The ASCL1 protein helps with NEPC transition

Using this new tool, his team has already made a key discovery: The transition from adenocarcinoma to NEPC depends on a protein called ASCL1. Turning off the gene that makes this protein can prevent the transition.

But time is critical.

Delete it Ascl1 gene before initiation of transition can prevent adenocarcinoma from turning into NEPC. However, if the cancer has already become NEPC, disabling Ascl1 it will only cause the tumor to subside temporarily. The cancer comes back as many different histological variants, including an even more aggressive NEPC.

The results are reported in Nature Cancer.

This research suggests that ASCL1 is a good candidate as a drug target. But it also highlights the importance of early intervention in men with prostate cancer likely to become NEPC.”

Rodrigo Romero, PhD, researcher in the Sawyers lab and first author of the study

The new research platform gets answers faster

Previous research from the lab of Dr. Sawyer used a genetically engineered mouse model of prostate cancer. Dr. Romero says one limitation of these models is that they take time to create.

“If you’re interested in a gene like Ascl1to understand its operation you will need to create a strain with it Ascl1 He deleted the gene and crossed it with another strain, and then observed how that deletion affects the biology,” says Dr. Romero. “This could take months or even years.”

The new research platform provides answers much faster. Researchers take normal mouse prostate glands and grow them as organoids -? Three-dimensional structures composed of cells grouped and spatially arranged like an organ or tissue. Using a gene-editing technology called CRISPR, researchers can selectively delete specific genes in organoids and then transplant them into mice, which clarifies the role a given gene plays in both normal cell function and cancer development.

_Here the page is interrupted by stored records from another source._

PR #1880, opened 2020-11-24
VIP Cache Manager: implement "Purge page and its assets" admin bar button

rinatkhaziev:
## Description

This PR adds an Admin Bar button that allows a user to purge the current page and all its external (as opposed to inline) styles and scripts.

Screen Shot 2020-11-23 at 8 24 01 PM

Screen Shot 2020-11-23 at 8 24 09 PM

## Checklist

## Steps to Test

1. Check out PR.
1. Make sure you're logged in.
1. Go to any frontend page and verify the button is there and working
1. Verify cookies are delicious.

## Considerations

- Do we also want to display the button in the admin to allow purging the assets for Dashboard requests?
- Do we want to add a filter to allow users to adjust the needed capability? Currently, it's hardcoded for `manage_options` which may limit the usefulness.


vip-cache-manager/js/admin-bar.js
```diff
@@ -0,0 +1,69 @@
...
+	// Stores the ref to the DOM node
+	let btn;
+
+	/**
+	 * Grab all the necesary URLs (incl. scripts and CSS) for the purge.
+	 */
+	const getURLsToPurge = () => {
+		return [document.location.toString()].concat(
+			Array.from(document.querySelectorAll('script[src]')).map(({ src }) => src),
+			Array.from(document.querySelectorAll('link[rel=stylesheet]')).map(({ href }) => href)
```
mjangda, line 26: I was wondering if we should include images as well, but probably not necessary since they're not impacted by deploys, which is when this is most needed.

mjangda:
Nice work! Quick thought: we should add some stats for how often this is used and by which sites (probably easiest using `Automattic\VIP\Stats\send_pixel()`.

vip-cache-manager/js/admin-bar.js
rinatkhaziev: I'm wondering whether that `filter` is needed here, maybe just leave the validation to the backend altogether?

GaryJones: I would love to have images included. We've got Media customers who have had to fully delete an image due to legal reasons, and while they could delete the image from the media library, the image was cached at the VIP edge and it was a pain to try and clear it.

If we're not going to provide a free-form text field where URLs could be entered to purge (image) URLs one by one, then I think a "Flush page cache" button should flush _everything_ on that page, including scripts, styles, images, uploaded videos and PDFs and any other assets referenced on the page.

vip-cache-manager/js/admin-bar.js
```diff
@@ -0,0 +1,69 @@
...
+		try {
+			const res = await postData(`${ajaxurl}`, { nonce, urls });
+			const { success, data } = res;
+
+			btn.textContent = data.result || 'Success';
+			btn.disabled = true;
+			btn.removeEventListener('click', onClickHandler);
+		} catch (err) {
+			purgeQueried = false;
+			btn.textContent = '❌ Cache Purge Failed';
```
GaryJones, line 60: Is there the option to use https://make.wordpress.org/accessibility/handbook/markup/wp-a11y-speak/ here, so that screen reader users get notified on the success / failure of the action?

vip-cache-manager/vip-cache-manager.php
```diff
@@ -61,6 +64,79 @@ public function clear_queued_purge_urls() {
...
+			return;
+		}
+
+		$admin_bar->add_menu(
+			[
+				'id'     => 'vip-purge-page',
+				'parent' => null,
+				'group'  => null,
+				'title'  => 'Flush Cache for Page',
+				'href'   => '#',
```
GaryJones, line 83: Could the `meta` -> `html` value be set, so that this becomes a `<button type="button">` rather than an empty `<a>` link (well, link pointing to `#`), for accessibility purposes?

vip-cache-manager/js/admin-bar.js
mjangda: @GaryJones An image delete from the media library should trigger a purge; was that not the case?

GaryJones: I guess it may have been fixed now, but it was previously broken - deleted media library item didn't delete. I guess it could also have been down to https://github.com/Automattic/vip-go-mu-plugins/blob/5fd43e123c0cc0f2da925201fe2484bcf14b5712/vip-cache-manager/vip-cache-manager.php#L346-L349.

Let's skip over my concern if it's believed to be handled elsewhere then.

vip-cache-manager/vip-cache-manager.php
rinatkhaziev: @GaryJones unfortunately, I wasn't able to find an example where it works out of the box, setting `html` property does allow to add _extra_ HTML, but it doesn't replace the node.

GaryJones: Oh, yes it [adds extra html](https://github.com/WordPress/WordPress/blob/d7c0343d5f7e0efdad5b7dce64981e74f5d0b7a0/wp-includes/class-wp-admin-bar.php#L575-L577). TIL. Thanks for looking!

rinatkhaziev:
@mjangda I've added the send_pixel in 2fa146f347040875773a1c011a14d373370397d7, do you think that's sufficient or overengineered?

vip-cache-manager/vip-cache-manager.php
```diff
@@ -61,6 +64,96 @@ public function clear_queued_purge_urls() {
...
+	 *
+	 * @return void
+	 */
+	public function ajax_vip_purge_page_cache() {
+		$req = json_decode( file_get_contents( 'php://input' ) );
+
+		if ( json_last_error() ) {
+			\Automattic\VIP\Stats\send_pixel( [
+				'vip-go-cache-manager-action' => 'user-url-purge',
+				'vip-go-cache-manager-site'   => VIP_GO_APP_ID,
```
mjangda, line 120: Since the PURGE didn't complete, we should probably not bump these:

```suggestion
```

vip-cache-manager/vip-cache-manager.php
```diff
@@ -61,6 +64,96 @@ public function clear_queued_purge_urls() {
...
+				'vip-go-cache-manager-status' => 'bad-payload',
+			] );
+			wp_send_json_error( [ 'error' => 'Malformed payload' ], 400 );
+		}
+
+		if ( ! ( current_user_can( 'manage_options' ) && isset( $req->nonce ) && wp_verify_nonce( $req->nonce, 'purge-page' ) ) ) {
+			\Automattic\VIP\Stats\send_pixel( [
+				'vip-go-cache-manager-action' => 'user-url-purge',
+				'vip-go-cache-manager-site'   => VIP_GO_APP_ID,
```
mjangda, line 129: Since the PURGE didn't complete, we should probably not bump these:

```suggestion
```

vip-cache-manager/vip-cache-manager.php
```diff
@@ -61,6 +64,96 @@ public function clear_queued_purge_urls() {
...
+
+		// URLs are validated in queue_purge_url.
+		foreach ( $urls as $url_to_purge ) {
+			$this->queue_purge_url( $url_to_purge );
+		}
+
+		\Automattic\VIP\Stats\send_pixel( [
+			'vip-go-cache-manager-action' => 'user-url-purge',
+			'vip-go-cache-manager-site'   => VIP_GO_APP_ID,
+			'vip-go-cache-manager-status' => 'success',
```
mjangda, line 146: A bit more specific naming for the stats:

```suggestion
			'vip-go-cache-manager-url-purge-by-site'   => VIP_GO_APP_ID,
			'vip-go-cache-manager-url-purge-status' => 'success',
```

rinatkhaziev:
@mjangda I've recreated your suggestions via a separate commit.

vip-cache-manager/js/admin-bar.js
```diff
@@ -0,0 +1,69 @@
...
+		if (!(nonce && ajaxurl)) {
+			alert('VIP Cache Manager: page cache purging disabled');
+		}
+
+		purgeQueried = true;
+
+		const urls = getURLsToPurge();
+
+		try {
+			const res = await postData(`${ajaxurl}`, { nonce, urls });
```
mjangda, line 52: Unclear why we need a string literal there:

```suggestion
			const res = await postData(ajaxurl, { nonce, urls });
```

vip-cache-manager/vip-cache-manager.php
```diff
@@ -61,6 +64,92 @@ public function clear_queued_purge_urls() {
...
+		$req = json_decode( file_get_contents( 'php://input' ) );
+
+		if ( json_last_error() ) {
+			\Automattic\VIP\Stats\send_pixel( [
+				'vip-go-cache-manager-url-purge-status' => 'bad-payload',
+			] );
+			wp_send_json_error( [ 'error' => 'Malformed payload' ], 400 );
+		}
+
+		if ( ! ( current_user_can( 'manage_options' ) && isset( $req->nonce ) && wp_verify_nonce( $req->nonce, 'purge-page' ) ) ) {
```
mjangda, line 124: I would split these up because it's very easy to introduce a mistake with a long conditional like this. We can then also separate the deny stats into `deny-permissions` and `deny-nonce`.

vip-cache-manager/js/admin-bar.js
```diff
@@ -0,0 +1,69 @@
+(async () => {
```
mjangda, line 1: This javascript file needs more `( nacin spacin )` :)

vip-cache-manager/js/admin-bar.js
```diff
@@ -0,0 +1,69 @@
...
+			headers: {
+				'Content-Type': 'application/json'
+			},
+			body: JSON.stringify({ ...data })
+		});
+		return response.json();
+	}
+
+	// Indicates whether there's a purge request happening
+	let purgeQueried = false;
```
mjangda, line 16: Minor: This would be better named as `purgeInProgress`.

mjangda (commented):
Overall this looks pretty solid. Spotted a couple of small things.

vip-cache-manager/js/admin-bar.js
rinatkhaziev: Ha, that was supposed to be `purgeQueued` :)

vip-cache-manager/vip-cache-manager.php
rinatkhaziev: Good point, will address.

vip-cache-manager/js/admin-bar.js
rinatkhaziev: `Prettier` doesn't like  `( nacin spacin )` but let me see what I can do short of fixing each occurrence manually :)

vip-cache-manager/vip-cache-manager.php
rinatkhaziev: Ok, I've split the check into two, as proposed.

vip-cache-manager/js/admin-bar.js
rinatkhaziev: Applied `eslint-config-wpvip` to the file (will work on adding it to the repo in a separate PR)

mjangda:
Props @emrikol for the initial pass at this!

mjangda (approved):
Tested and working great!

netsuso:
stacks-r1307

“We thought Ascl1 may be the key to the transition, but we needed strong evidence,” says Dr. Romero. “With this platform we were able to identify it as essential to the transformation in just three months.”

Research to develop ASCL1-targeted therapy for neuroendocrine prostate cancer

There are currently no drugs that target ASCL1. The protein is a transcription factor, which is involved in the process of transcribing DNA into RNA, the first step in gene expression.

“Transcription factors are notoriously difficult to make small molecule drugs,” says Dr. Romero. “But we’ve seen a lot of progress in targeting proteins that were once thought to be untreatable—like KRAS—and many groups are working to target transcription factors.”

In the future, the researchers plan to continue turning off other genes, one by one, to get a complete picture of which genes need to be turned on or off to cause the transition to NEPC. It is possible Ascl1 need to work with other genes -? or does it require signals from other cells in the tumor microenvironment -? before it goes into overdrive.

For example, researchers suspect a gene called Rb1 must be mutated to initiate ASCL1 plasticity, and perhaps other signals from the microenvironment are required. Clues to potential cooperating genes may emerge from a computational and systems biology approach taken in collaboration with the laboratory of computational biologist Dana Pe’er, PhD.

Elucidation of the different players will be essential to identify biomarkers that indicate which adenocarcinoma patients are at greater risk for prostate cancer transition to NEPC. If researchers can stratify patients into different risk groups, it would help guide clinical decisions.

“If we follow patients while they are on treatment, it may eventually make sense to switch higher-risk patients from AR drugs to a more targeted neuroendocrine therapy,” says Dr. Romero. “But we need to develop a much more comprehensive data set to get a clearer picture of what’s driving the transformation. This research platform allows us to get those answers much faster.”